Friday, December 2, 2011

Human Rights in Taiwan

Letter to Taiwan Today

3 December 2011

Dear Editor,

In June 1999 I was dismissed from the Department of Foreign Languages and Literature (FLLD) at National Cheng Kung University (NCKU) in Tainan, Taiwan. When the Teachers Union warned the dismissal was illegal, a student's defamatory letter was solicited by FLLD's chair and secretly circulated at so-called oversight hearings.

In December 1999 my dismissal was canceled. But this was a ruse, presumably to delay the case to insure my departure. The Appeals Committee ruled, against appellate logic, I should be reviewed again.

After my second appeal, the committee ruled the university didn't need a reason to dismiss a foreigner, so upheld my dismissal. Though I won an appeal in a Ministry of Education (MOE) ruling dated 8 January 2001 (attached), the university defied it for nearly two and a half years, despite MOE's ten warning letters (attached) and two letters from Scholars at Risk, an international human rights group. Instead NCKU contested the ruling in court, claiming foreigners had no right to appeal, though the university held appeal hearings and participated at the MOE appeal!

The court upheld the MOE ruling (October 2002), but NCKU officials threatened to appeal indefinitely unless I resigned. The MOE's warning letters forced the university to reinstate me in May 2003, but it held punitive hearings against me, as if MOE's ruling had no legal effect. The MOE declared the hearings illegal.

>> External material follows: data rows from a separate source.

PR #3760, opened 2024-04-13
[CALCITE-6363] Introduce a rule to derive more filters from inner join …

frostruan:
[https://issues.apache.org/jira/browse/CALCITE-6363](CALCITE-6363)

### DIFF
--- a/core/src/main/java/org/apache/calcite/plan/RelOptUtil.java
+++ b/core/src/main/java/org/apache/calcite/plan/RelOptUtil.java
@@ -71,8 +71,10 @@ import org.apache.calcite.rex.RexLiteral;
 import org.apache.calcite.rex.RexLocalRef;
 import org.apache.calcite.rex.RexNode;
 import org.apache.calcite.rex.RexOver;
+import org.apache.calcite.rex.RexPermuteInputsShuttle;
 import org.apache.calcite.rex.RexProgram;
 import org.apache.calcite.rex.RexShuttle;
+import org.apache.calcite.rex.RexSimplify;
 import org.apache.calcite.rex.RexSqlStandardConvertletTable;
 import org.apache.calcite.rex.RexSubQuery;
 import org.apache.calcite.rex.RexToSqlNodeConverter;
@@ -93,6 +95,7 @@ import org.apache.calcite.sql.type.MultisetSqlType;
 import org.apache.calcite.sql.type.SqlTypeName;
 import org.apache.calcite.tools.RelBuilder;
 import org.apache.calcite.tools.RelBuilderFactory;
+import org.apache.calcite.util.BitSets;
 import org.apache.calcite.util.ImmutableBitSet;
 import org.apache.calcite.util.Litmus;
 import org.apache.calcite.util.Pair;
@@ -121,6 +124,7 @@ import java.util.ArrayDeque;
 import java.util.ArrayList;
 import java.util.BitSet;
 import java.util.Collection;
+import java.util.Collections;
 import java.util.Comparator;
 import java.util.Deque;
 import java.util.HashMap;
@@ -130,7 +134,10 @@ import java.util.LinkedHashSet;
 import java.util.List;
 import java.util.Map;
 import java.util.NavigableSet;
+import java.util.NoSuchElementException;
 import java.util.Set;
+import java.util.SortedMap;
+import java.util.TreeMap;
 import java.util.TreeSet;
 import java.util.function.Supplier;
 import java.util.stream.Collectors;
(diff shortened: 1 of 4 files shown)


core/src/main/java/org/apache/calcite/rel/rules/JoinDeriveEquivalenceFilterRule.java
```diff
@@ -0,0 +1,380 @@
...
+
+@Value.Enclosing
+public class JoinDeriveEquivalenceFilterRule
+    extends RelRule<JoinDeriveEquivalenceFilterRule.Config> implements TransformationRule {
+
+  public JoinDeriveEquivalenceFilterRule(Config config) {
+    super(config);
+  }
+
+  @Override public void onMatch(RelOptRuleCall call) {
```
jamesstarr, line 109: This should use the RelMetaDataQuery for extracting filters from below.  Please look at RelMetadataQuery::getPulledUpPredicates usage in ReduceExpressionsRule.

core/src/main/java/org/apache/calcite/rel/rules/JoinDeriveEquivalenceFilterRule.java
```diff
@@ -0,0 +1,380 @@
...
+        deriveEquivalenceCondition(simplify, rexBuilder, originalCondition);
+
+    if (arePredicatesEquivalent(rexBuilder, simplify, originalCondition, newCondition)) {
+      // if originalCondition and newCondition are equivalent, it means that the current
+      // Filter has either been derived or there is no room for derivation. if so,
+      // then we can stop.
+      return;
+    }
+
+    final Filter newFilter = filter.copy(filter.getTraitSet(), filter.getInput(), newCondition);
```
jamesstarr, line 130: I think it preferable to generate:
```
FILTER
  JOIN
    FILTER
      ....
    FILTER
      ....
```

core/src/main/java/org/apache/calcite/rel/rules/JoinDeriveEquivalenceFilterRule.java
```diff
@@ -0,0 +1,380 @@
...
+import com.google.common.collect.Sets;
+
+import org.immutables.value.Value;
+
+import java.util.List;
+import java.util.Set;
+import java.util.stream.Collectors;
+
+/**
+ *  Planner rule that derives more equivalent predicates from inner
```
jamesstarr, line 51: You can transitively generate predicates for the null generating sides or left and right joins.

core/src/main/java/org/apache/calcite/rel/rules/JoinDeriveEquivalenceFilterRule.java
```diff
@@ -0,0 +1,380 @@
...
+      // then we can stop.
+      return;
+    }
+
+    final Filter newFilter = filter.copy(filter.getTraitSet(), filter.getInput(), newCondition);
+
+    call.transformTo(newFilter);
+
+    // after derivation, the original filter can be pruned
+    call.getPlanner().prune(filter);
```
jamesstarr, line 135: I am pretty sure we do not want to do this.  If their is a large tree, then this could cause problems.

core/src/main/java/org/apache/calcite/rel/rules/JoinDeriveEquivalenceFilterRule.java
```diff
@@ -0,0 +1,380 @@
...
+ *  <p>2. only support simple condition inference, such as: {$1 = $2, $2 = 10} =&gt; {$1 = 10},
+ *     can not handle complex condition inference, such as conditions with functions, like
+ *     {a = b, b = abs(c), c = 1} =&gt; {a = abs(1)}
+ *  <p>3. only support discomposed literal, for example
+ *     it can infer {$1 = $2, $1 = 10} =&gt; {$2 = 10}
+ *     it can not infer {$1 = $2, $1 = 10 + 10} =&gt; {$2 = 10 + 10}
+ */
+
+@Value.Enclosing
+public class JoinDeriveEquivalenceFilterRule
```
jamesstarr, line 102: This name is misleading since it is not just equivalency, no?

core/src/main/java/org/apache/calcite/rex/RexUtil.java
```diff
@@ -3191,4 +3231,75 @@ private static class SearchExpandingShuttle extends RexShuttle {
...
+
+  /**
+   * Reorders some of the operands in this expression so structural comparison.
+   *
+   * <p>This is mostly the same as {@link SubstitutionVisitor#canonizeNode}, except
+   * that comparator is based on the {@link SqlKind}'s ordinal rather than string
+   * representation lexicographic order, which allows constant to always be on the
+   * right side of the expression. See {@link RexNormalize#reorderOperands} for details.
+   */
+  public static RexNode canonizeNode(RexBuilder rexBuilder, RexNode expression) {
```
jamesstarr, line 3243: I think it preferable to have helper functions for interacting with the existing nodes then creating a copy.

jamesstarr (commented):
I would prefer a more complete solution that handled things like using predicate pull ups and handling the null producing joins.  If a partial solution is accepted, then it might discourage a more complete solution down the line due to the legacy rule providing more base for expanding the solution.

core/src/main/java/org/apache/calcite/rel/rules/JoinDeriveEquivalenceFilterRule.java
frostruan: Thanks for pointing out. I'll check and learn.

core/src/main/java/org/apache/calcite/rel/rules/JoinDeriveEquivalenceFilterRule.java
frostruan: After a new Filter is generated, FilterJoinRule will push down the predicate.

In fact, I agree with you and the current implementation is a compromise. In terms of the order of rule application, the rules in calcite are order-insensitive, which allows the rules to remain completely independent without any dependencies. But if the predicate is pushed down in this rule, then I think this rule will do too many things. I want to keep the rule as simple and atomic as possible, focusing on one thing, so Just generating a new Filter ends here.

If in the future, we can allow rules to declare their own application order (such as applying before/after other rules), and then perform topological sorting on the rules, then it may be enough to just generate a new Filter.

core/src/main/java/org/apache/calcite/rel/rules/JoinDeriveEquivalenceFilterRule.java
frostruan: Ok. Let me try this.

core/src/main/java/org/apache/calcite/rel/rules/JoinDeriveEquivalenceFilterRule.java
frostruan: ok, this might be too radical.

core/src/main/java/org/apache/calcite/rel/rules/JoinDeriveEquivalenceFilterRule.java
frostruan: Yes, this is indeed a bit misleading. I originally wanted to express the derivation of rules based on equivalent rewriting. I will rename it.

core/src/main/java/org/apache/calcite/rex/RexUtil.java
frostruan: Ok. I'll fix this.

frostruan:
REALLY appreciate your review. @jamesstarr It's very helpful. I'll address these as soon as possible.

core/src/main/java/org/apache/calcite/rel/rules/JoinDeriveEquivalenceFilterRule.java
```diff
@@ -0,0 +1,380 @@
...
+    final RexSimplify simplify =
+        new RexSimplify(rexBuilder, RelOptPredicateList.EMPTY, RexUtil.EXECUTOR);
+
+    final RexNode originalCondition =
+        prepare(rexBuilder, filter.getCondition(), join.getCondition());
+
+    final RexNode newCondition =
+        deriveEquivalenceCondition(simplify, rexBuilder, originalCondition);
+
+    if (arePredicatesEquivalent(rexBuilder, simplify, originalCondition, newCondition)) {
```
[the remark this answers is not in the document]
frostruan: Would you mind give me an example ? Can't imagine situation where an infinite loop would occur now. :)

core/src/main/java/org/apache/calcite/rel/rules/JoinDeriveEquivalenceFilterRule.java
jamesstarr: If we had a better extraction method, then we would see an infinite loop.  This is my concern with such a partial solution.  It will be difficult to build on top.

`
SELECT * FROM t1, t2
WHERE t1.c1 = t2.c1
  AND ((t1.c1, t2.c1) IN ((1, 2), (3, 4), (5, 6), (7, 8), (9, 10))
    OR (t1.c2, t2.c1) IN ((3, 4), (5, 6), (7, 8))`
Given the above example ideally you would get something like the following tree:
`
  FILTER ((t1.c1, t2.c1) IN ((1, 2), (3, 4), (5, 6), (7, 8), (9, 10)) OR (t1.c2, t2.c1) IN ((3, 4), (5, 6), (7, 8)))
    JOIN on t1.c1 = t2.c1
      SCAN t1
      FILTER t2.c1 IN (2, 4, 6, 8, 10)
        SCAN t2
`

core/src/main/java/org/apache/calcite/rel/rules/JoinDeriveEquivalenceFilterRule.java
jamesstarr: Does this break anything if removed?  Why would it be to radical?

core/src/main/java/org/apache/calcite/rel/rules/JoinDeriveEquivalenceFilterRule.java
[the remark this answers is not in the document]
jamesstarr: See [here ](https://github.com/apache/calcite/pull/3760#discussion_r1581544227)

core/src/main/java/org/apache/calcite/rel/rules/JoinDeriveEquivalenceFilterRule.java
asolimando: What I see here reminds me of [HIVE-25758](https://issues.apache.org/jira/browse/HIVE-25758) and similar bugs around `JoinPushTransitivePredicatesRule`, for which you can find more details in this slide deck from a Calcite meetup from last year: https://www.slideshare.net/slideshow/debugging-planning-issues-using-calcites-builtin-loggers/256567632 (slides 45-53).

As @jamesstarr suggests, once you can pull up more predicates, the burden of converging falls onto `RexSimplify`, if it fails at simplifying the "redundant" part, the predicate will always be identified as a new predicate that you will push from one side of the join to the other, pushed down and merged with existing predicates, which will again be identified as new predicates and you go into a loop.

I agree that having extra power here could be dangerous, but as long as it's not part of the core rules and it stays optional, it would be good to have it IMO.

frostruan:
Hi all 
I tried to re-implement predicate derivation in a new commit. Compared with a formal PR, it is more like a POC now. Looking forward to your suggestions.

### Why this change was been made
As I commented on https://issues.apache.org/jira/browse/CALCITE-6363, predicate inference is not available in VolcanoPlanner currently, so this PR tries to propose a temporary solution to help implement predicate inference.

### Main changes
1. Introduce a new method in RelOptUtil to implement predicate inference, which basically copies RelMdPredicates.JoinConditionBasedPredicateInference, but makes some simplifications as follows:
  1.1 Because the predicate is passed directly from the join, rather than pulled up from the filter node after the predicate is pushed down, there is no need to convert RexInputRef
  1.2 FilterJoinRule will classify the generated predicates, so the new method does not need to classify the predicates, and just returns the generated predicates directly
2. Call this method in FilterJoinRule, just after simplifying Outer Joins
3. Introduced a new configuration item in FilterJoinRule to determine whether to enable predicate inference, and turned it off by default
4. Added some unit tests

### Impact
1. Predicate inference is turned off by default, so it has no impact on the current logic
2. Applicable to Inner Join, Outer Join and Semi-Anti Join

ViggoC:
@frostruan It would make the code easier to review if you could display  the diff of your implementation and RelMdPredicates.JoinConditionBasedPredicateInference,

This case involves more than a few NCKU officials. Though NCKU president Kao Chiang defied an MOE ruling, he was approved by the MOE for another three-year term. Emboldened, subsequent NCKU presidents have refused to remedy, or apologize for, human rights violations.

Instead, in March and May of this year, on NCKU's official web page, current president Hwung-Hweng Hwung repeated false accusations against me as facts and whitewashed my illegal dismissal as a "discontinued employment." One official contested NCKU's dismissal action when in the Teachers Union but now claims no illegal dismissal occurred. "When the butt changes, the head changes," as the Chinese proverb says.

Though many matriculated or taught at US universities where they enjoyed equal rights under the law, NCKU's faculty remain silent about the case, despite my numerous petitions. Instead, over thirteen years, only three sent private emails, expressing sympathy. "In the end, we will remember not the words of our enemies, but the silence of our friends" (Martin Luther King, Jr.).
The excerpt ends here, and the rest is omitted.